[Saved data entries]
-=-=-=-=-
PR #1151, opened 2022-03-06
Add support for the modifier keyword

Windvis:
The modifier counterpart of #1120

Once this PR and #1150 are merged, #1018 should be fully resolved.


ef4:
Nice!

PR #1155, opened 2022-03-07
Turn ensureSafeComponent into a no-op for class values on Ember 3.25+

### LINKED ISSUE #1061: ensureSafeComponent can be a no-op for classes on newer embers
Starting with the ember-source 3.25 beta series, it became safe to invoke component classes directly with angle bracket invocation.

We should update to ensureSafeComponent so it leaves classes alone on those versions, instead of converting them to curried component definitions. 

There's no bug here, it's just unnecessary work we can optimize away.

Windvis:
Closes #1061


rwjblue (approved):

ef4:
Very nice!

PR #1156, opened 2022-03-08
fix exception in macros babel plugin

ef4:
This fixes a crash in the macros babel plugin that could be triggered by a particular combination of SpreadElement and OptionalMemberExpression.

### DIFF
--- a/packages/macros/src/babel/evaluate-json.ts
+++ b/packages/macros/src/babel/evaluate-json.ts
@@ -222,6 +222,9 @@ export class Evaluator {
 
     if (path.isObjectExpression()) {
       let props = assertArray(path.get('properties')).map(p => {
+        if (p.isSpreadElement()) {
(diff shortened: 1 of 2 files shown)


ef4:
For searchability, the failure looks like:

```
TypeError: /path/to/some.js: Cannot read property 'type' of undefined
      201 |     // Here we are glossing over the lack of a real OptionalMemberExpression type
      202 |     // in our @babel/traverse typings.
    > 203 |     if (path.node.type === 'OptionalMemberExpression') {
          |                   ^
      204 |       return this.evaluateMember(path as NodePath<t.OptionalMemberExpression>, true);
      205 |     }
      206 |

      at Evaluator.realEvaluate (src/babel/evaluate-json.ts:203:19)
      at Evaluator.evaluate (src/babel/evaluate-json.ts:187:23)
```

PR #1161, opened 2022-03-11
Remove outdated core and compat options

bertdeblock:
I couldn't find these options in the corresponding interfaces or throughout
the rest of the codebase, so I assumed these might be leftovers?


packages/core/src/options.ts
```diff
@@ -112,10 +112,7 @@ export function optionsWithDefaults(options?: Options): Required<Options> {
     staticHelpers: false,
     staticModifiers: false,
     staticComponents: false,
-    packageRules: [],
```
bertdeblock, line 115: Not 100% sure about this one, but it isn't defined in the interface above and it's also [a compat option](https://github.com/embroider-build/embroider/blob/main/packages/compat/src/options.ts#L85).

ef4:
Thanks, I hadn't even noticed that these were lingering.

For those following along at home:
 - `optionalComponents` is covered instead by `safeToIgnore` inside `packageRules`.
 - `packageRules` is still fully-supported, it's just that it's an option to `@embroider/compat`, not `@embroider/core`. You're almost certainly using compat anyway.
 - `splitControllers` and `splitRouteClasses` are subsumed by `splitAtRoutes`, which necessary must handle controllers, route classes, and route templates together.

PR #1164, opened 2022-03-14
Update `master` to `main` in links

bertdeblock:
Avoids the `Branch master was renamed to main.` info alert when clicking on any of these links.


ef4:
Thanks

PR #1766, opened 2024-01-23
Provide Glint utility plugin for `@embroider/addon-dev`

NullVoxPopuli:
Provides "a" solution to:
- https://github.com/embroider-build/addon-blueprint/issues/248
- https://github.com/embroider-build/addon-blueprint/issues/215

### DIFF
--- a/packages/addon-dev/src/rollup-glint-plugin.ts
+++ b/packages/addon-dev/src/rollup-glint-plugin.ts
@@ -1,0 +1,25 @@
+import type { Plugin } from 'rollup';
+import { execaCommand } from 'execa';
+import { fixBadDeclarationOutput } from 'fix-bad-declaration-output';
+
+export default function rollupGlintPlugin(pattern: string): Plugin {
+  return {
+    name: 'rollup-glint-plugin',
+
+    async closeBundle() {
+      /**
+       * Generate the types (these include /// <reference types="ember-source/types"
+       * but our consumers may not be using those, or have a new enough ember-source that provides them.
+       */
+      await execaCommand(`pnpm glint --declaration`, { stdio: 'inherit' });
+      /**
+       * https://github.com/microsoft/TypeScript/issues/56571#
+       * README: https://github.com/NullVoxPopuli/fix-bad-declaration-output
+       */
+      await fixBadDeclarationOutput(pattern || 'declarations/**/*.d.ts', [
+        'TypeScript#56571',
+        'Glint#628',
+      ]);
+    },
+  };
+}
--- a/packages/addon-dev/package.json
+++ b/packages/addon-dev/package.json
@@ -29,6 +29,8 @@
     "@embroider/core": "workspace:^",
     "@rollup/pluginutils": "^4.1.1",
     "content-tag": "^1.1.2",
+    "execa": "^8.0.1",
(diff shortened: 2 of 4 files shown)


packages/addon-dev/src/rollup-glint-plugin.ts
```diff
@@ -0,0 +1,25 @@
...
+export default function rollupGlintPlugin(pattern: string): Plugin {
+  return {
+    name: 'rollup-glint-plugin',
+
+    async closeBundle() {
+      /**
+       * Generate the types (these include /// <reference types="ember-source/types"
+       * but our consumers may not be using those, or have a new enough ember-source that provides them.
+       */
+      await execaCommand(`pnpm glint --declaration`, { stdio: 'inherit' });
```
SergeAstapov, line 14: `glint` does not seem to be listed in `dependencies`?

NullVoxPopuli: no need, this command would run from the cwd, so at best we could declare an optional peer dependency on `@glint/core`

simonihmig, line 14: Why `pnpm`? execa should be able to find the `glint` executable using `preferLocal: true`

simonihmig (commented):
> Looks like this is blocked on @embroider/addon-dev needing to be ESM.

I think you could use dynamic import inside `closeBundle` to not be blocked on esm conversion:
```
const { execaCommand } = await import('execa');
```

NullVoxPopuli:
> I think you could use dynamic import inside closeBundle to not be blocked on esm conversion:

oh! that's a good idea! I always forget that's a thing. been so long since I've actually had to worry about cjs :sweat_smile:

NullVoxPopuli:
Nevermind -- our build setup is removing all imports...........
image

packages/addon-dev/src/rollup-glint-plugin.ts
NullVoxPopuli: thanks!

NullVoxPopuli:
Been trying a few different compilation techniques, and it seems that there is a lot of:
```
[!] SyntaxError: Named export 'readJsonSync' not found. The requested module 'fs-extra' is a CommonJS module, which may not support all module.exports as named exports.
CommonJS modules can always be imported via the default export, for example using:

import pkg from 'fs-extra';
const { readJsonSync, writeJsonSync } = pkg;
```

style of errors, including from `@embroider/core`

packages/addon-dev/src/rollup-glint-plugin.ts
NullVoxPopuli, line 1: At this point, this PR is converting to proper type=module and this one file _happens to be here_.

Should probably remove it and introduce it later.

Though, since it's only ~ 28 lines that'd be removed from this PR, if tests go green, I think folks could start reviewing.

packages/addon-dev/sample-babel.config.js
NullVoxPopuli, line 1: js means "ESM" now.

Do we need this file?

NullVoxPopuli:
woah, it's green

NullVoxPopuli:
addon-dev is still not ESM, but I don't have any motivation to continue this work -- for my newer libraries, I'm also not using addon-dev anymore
-=-=-=-=-
Your objective —
Transcribe the entries above word for word, from the first line through the line containing "Starting with the", and nothing else.

Your solution —
PR #1151, opened 2022-03-06
Add support for the modifier keyword

Windvis:
The modifier counterpart of #1120

Once this PR and #1150 are merged, #1018 should be fully resolved.


ef4:
Nice!

PR #1155, opened 2022-03-07
Turn ensureSafeComponent into a no-op for class values on Ember 3.25+

### LINKED ISSUE #1061: ensureSafeComponent can be a no-op for classes on newer embers
Starting with the ember-source 3.25 beta series, it became safe to invoke component classes directly with angle bracket invocation.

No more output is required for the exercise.